State regulators are amplifying this message with AI‑relevant expectations. As outlined in the October 21, 2025, industry letter from the New York Department of Financial Services, supervised entities must manage cybersecurity and operational risks across the full lifecycle of third‑party service providers, including vendors that use advanced technologies such as AI in ways that affect customers or core operations. Legal and compliance analyses of the NYDFS letter, such as those published by law firms and compliance advisors, note that the agency expects banks to maintain strong controls over vendor AI models, including transparency into model behavior, limits on data use and well‑planned exit strategies that address data portability and ongoing access.

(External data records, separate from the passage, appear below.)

PR #325, opened 2026-09-03
fix(proxy): invoke onPayment after confirmed settlement

### LINKED ISSUE #321: `ProxyOptions.onPayment` is declared and documented but never invoked
`ProxyOptions.onPayment` is declared and documented, but nothing ever calls it, so a
caller that supplies it silently never hears about a settlement.

Declared at src/proxy.ts:1497:

```ts
onPayment?: (info: { model: string; amount: string; network: string }) => void;
```

Documented as a working example at docs/configuration.md:353:

```js
onPayment: (info) => console.log(`Paid ${info.amount} for ${info.model}`),
```

But `git grep -n onPayment -- src` returns only that declaration. The one other hit in
`src/` is `x402.onPaymentCreationFailure` at src/spend-control.ts:966, a different
symbol. There is no call site anywhere in `src/`, so the callback cannot fire on any
path -- it is passed in test/test-e2e.ts:840 and never invoked there either.

Matches observation: it did not fire on real settlements (three paid completions plus an
MCP call) while other spend accounting updated normally.

Either wiring it where a payment is confirmed, or dropping it from the type and the docs,
would be an improvement over a documented option that cannot work. Happy to send whichever
you prefer.

twzrd-sol:
Closes #321.

`ProxyOptions.onPayment` is public and documented, but the custom pre-auth fetch path never invoked it. Put the notification at the layer that owns both paid paths:

- normal 402 -> signed retry
- cached pre-auth -> paid first request

It fires only when the paid response carries the v2 `PAYMENT-RESPONSE` or v1 `X-PAYMENT-RESPONSE` settlement header. A rejected 402 does not fire it. Observer exceptions are contained after settlement so they cannot turn a paid response into a retry and risk a second charge.

Coverage proves normal and cached paths notify exactly once, a rejected cached payment does not add a notification, and a throwing observer does not trigger a retry.

Validation: 935 tests passed, 1 skipped; typecheck, ESLint, Prettier, and diff check pass.

## Summary by CodeRabbit

* **New Features**
  * Added payment notifications for settled payments, including the payment model, amount, and network.
  * Payment notifications now work for both pre-authorized payments and standard payment retries.
  * Proxy payment observers are now notified when payments are completed.

* **Bug Fixes**
  * Observer errors no longer cause successful payments to be retried.
  * Prevented duplicate notifications when cached pre-authorizations are rejected and refreshed.

### DIFF
--- a/src/payment-preauth.test.ts
+++ b/src/payment-preauth.test.ts
@@ -84,7 +84,10 @@ function fakeGateway() {
         ctl.rejectNextPaid = false;
         return challenge402(); // underpayment rejected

Commentary from law firms and third‑party‑risk specialists also indicates that this evolving guidance is changing how banks structure vendor relationships. These sources, including the FDIC’s discussion accompanying the interagency guidance, describe institutions revisiting contracts to secure audit rights for AI systems, constrain downstream data use and obtain detailed documentation on how models are trained, updated and governed, while also pointing to the relevance of that guidance for any AI‑enabled outsourcing.
What Bank Boards and Executives Need to Know About AI Regulation
As Bank Director and other governance‑focused outlets have stressed, AI strategy and regulatory strategy are now inseparable at the board level. Best‑practice advice urges directors to put AI on regular agendas, clarify which committees own oversight, and ensure that governance frameworks for AI address data quality, compliance, operational resilience and reputational risk. Industry reporting on AI‑governance best practices suggests that firms that invest early in enterprise‑level AI governance—spanning inventory, documentation, monitoring and escalation—are better positioned to scale high‑value use cases.
Travillian Group’s coverage of technology and innovation in banking reinforces this leadership angle. Articles such as “Can AI Fix Banking Compliance? Founder Kalyani Thinks So” and “How AI Is Reshaping Financial Product Discovery: A Follow‑Up with Fintel Connect” underscore that emerging leaders will need AI literacy that extends well beyond technical build skills. These pieces highlight growing demand for roles that bridge AI and governance, such as AI‑governance and ethics specialists or model‑risk leaders who can connect data science, compliance and supervisory expectations across community and regional banks.
Taken together, this mix of regulatory guidance, industry reporting and expert commentary points to a common conclusion: in the current environment, the most valuable AI for banks is often not the most complex, but the most defensible. Well‑documented, explainable systems that fit cleanly within existing risk frameworks — and that executives can confidently discuss with examiners, customers and boards — are the ones most likely to move beyond pilots and create durable advantage.